Décision déférée à la Cour : Jugement du 05 Décembre 2006 - Tribunal de Grande Instance de PARIS 8ème Chambre 1ère Section - RG no 04/16652.
APPELANTS :
- S.C.I. THARMA
prise en la personne de son gérant,
ayant son siège ...,
- Monsieur Omar X...
demeurant ...,
représentés par la SCP AUTIER, avoués à la Cour,
assistés de Maître Sophie Y... plaidant pour le cabinet FASSINA, avocat au barreau de PARIS, toque E 587.
INTIMÉ :
Syndicat des copropriétaires 2 TER PASSAGE DU ...
représenté par son syndic, CITYA ETOILE IMMOBILIER, ayant son siège ...,
représenté par la SCP HARDOUIN, avoués à la Cour,
assisté de Maître Natalia Z... de la SCP BLATTER RACLET, avocat au barreau de PARIS, toque : P.441.
INTIMÉE :
SARL J.V. IMMOBILIER INVESTISSEMENTS
prise en la personne de son gérant,
ayant son siège ...,
représentée par Maître François TEYTAUD, avoué à la Cour,
assistée de Maître Pascal Marc A..., avocat au barreau de PARIS, toque : E 246.
COMPOSITION DE LA COUR :
En application des dispositions des articles 786 et 910 - 1er alinéa du nouveau code de procédure civile, l'affaire a été débattue le 25 octobre 2007, en audience publique, devant Monsieur LE FEVRE, président, chargé du rapport, les avocats ne s'y étant pas opposés.

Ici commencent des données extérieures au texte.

PR #1026, opened 2024-02-02
Expose cancel state of FileDialog and DirectoryDialog

HeikoKlare:
The `FileDialog` and `DirectoryDialog` implementations do currently not provide any way to identify that the dialog was canceled. The dialogs return a null string in case no file or folder was selected, but is not possible to identify whether this was intended (via a cancel action) or if there was some unexpected error while the dialog was open (such as too long file paths on Windows).

This change introduces the `openDialog()` method as an alternative to the existing `open()` method. This new method returns an optional String, which is only present if a file or directory was successfully selected. An empty Optional indicates a cancellation by the user and an actual error is realized as an SWTException. The dialogs evaluate the operating system's response code for the system's dialog control to identify the dialogs result state.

Ce magistrat a rendu compte des plaidoiries dans le délibéré de la Cour, composée de :
Monsieur LE FEVRE, président,
Madame RAVANEL, conseiller,
Madame BOULANGER, conseiller.
Greffier lors des débats : Monsieur NGUYEN.
ARRET :
Contradictoire,
- prononcé publiquement par Monsieur LE FEVRE, Président.
- signé par Monsieur LE FEVRE, président, et par Monsieur NGUYEN, greffier présent lors du prononcé.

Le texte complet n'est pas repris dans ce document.